[Stored items]
◆ ◆ ◆ ◆ ◆
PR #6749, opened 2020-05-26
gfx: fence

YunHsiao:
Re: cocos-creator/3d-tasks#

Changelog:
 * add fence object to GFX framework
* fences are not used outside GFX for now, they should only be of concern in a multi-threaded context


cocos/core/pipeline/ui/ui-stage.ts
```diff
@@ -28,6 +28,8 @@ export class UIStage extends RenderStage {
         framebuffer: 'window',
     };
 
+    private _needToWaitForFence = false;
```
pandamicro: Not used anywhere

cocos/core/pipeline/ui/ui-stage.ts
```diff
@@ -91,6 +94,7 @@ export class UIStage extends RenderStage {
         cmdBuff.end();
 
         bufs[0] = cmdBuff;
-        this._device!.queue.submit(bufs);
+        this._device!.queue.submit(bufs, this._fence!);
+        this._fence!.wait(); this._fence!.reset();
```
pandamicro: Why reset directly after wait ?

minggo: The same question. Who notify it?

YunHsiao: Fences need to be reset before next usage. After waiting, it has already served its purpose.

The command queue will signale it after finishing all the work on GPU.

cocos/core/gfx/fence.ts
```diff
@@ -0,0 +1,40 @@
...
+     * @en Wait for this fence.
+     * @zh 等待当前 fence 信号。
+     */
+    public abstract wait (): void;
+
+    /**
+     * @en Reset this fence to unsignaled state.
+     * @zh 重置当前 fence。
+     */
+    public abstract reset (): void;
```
◆ ◆ ◆ ◆ ◆
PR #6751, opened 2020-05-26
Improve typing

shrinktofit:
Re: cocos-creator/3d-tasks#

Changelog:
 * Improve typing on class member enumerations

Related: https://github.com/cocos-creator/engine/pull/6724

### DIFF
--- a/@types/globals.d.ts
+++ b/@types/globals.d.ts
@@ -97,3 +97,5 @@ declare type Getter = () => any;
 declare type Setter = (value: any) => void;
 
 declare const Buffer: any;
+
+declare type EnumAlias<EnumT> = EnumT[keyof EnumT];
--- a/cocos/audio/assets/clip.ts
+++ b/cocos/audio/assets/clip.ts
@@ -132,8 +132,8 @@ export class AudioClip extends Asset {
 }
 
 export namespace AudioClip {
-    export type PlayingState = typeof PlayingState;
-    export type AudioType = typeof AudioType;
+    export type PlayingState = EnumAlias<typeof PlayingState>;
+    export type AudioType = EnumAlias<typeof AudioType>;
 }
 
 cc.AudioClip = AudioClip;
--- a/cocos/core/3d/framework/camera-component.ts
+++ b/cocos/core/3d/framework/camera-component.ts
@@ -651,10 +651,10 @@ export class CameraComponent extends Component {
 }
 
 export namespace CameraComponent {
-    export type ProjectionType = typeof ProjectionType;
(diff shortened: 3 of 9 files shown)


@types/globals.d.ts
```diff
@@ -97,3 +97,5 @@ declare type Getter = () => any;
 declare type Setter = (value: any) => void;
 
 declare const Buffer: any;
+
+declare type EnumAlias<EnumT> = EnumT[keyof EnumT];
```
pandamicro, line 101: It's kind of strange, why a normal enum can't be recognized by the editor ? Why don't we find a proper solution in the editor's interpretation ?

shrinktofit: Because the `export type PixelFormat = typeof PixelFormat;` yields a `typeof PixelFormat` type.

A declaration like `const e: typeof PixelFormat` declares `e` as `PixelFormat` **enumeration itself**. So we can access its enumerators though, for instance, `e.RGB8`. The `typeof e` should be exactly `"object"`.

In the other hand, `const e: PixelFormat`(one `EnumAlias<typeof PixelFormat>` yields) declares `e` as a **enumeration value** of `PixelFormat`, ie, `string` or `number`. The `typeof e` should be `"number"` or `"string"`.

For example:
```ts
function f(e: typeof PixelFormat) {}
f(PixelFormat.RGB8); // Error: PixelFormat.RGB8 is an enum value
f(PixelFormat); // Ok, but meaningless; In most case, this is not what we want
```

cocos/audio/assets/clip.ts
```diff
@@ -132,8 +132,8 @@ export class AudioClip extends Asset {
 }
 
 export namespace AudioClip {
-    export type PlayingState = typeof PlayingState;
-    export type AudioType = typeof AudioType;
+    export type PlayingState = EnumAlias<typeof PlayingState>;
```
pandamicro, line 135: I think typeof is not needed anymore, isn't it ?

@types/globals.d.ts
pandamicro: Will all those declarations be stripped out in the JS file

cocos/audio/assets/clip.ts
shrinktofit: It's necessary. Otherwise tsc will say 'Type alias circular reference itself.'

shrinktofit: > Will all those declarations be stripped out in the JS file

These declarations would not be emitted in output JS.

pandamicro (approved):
◆ ◆ ◆ ◆ ◆
→ Aim of the exercise:
Go line by line through the data, copying each one that contains the word "CameraComponent".

→ Solution to this exercise:
@@ -651,10 +651,10 @@ export class CameraComponent extends Component {
 export namespace CameraComponent {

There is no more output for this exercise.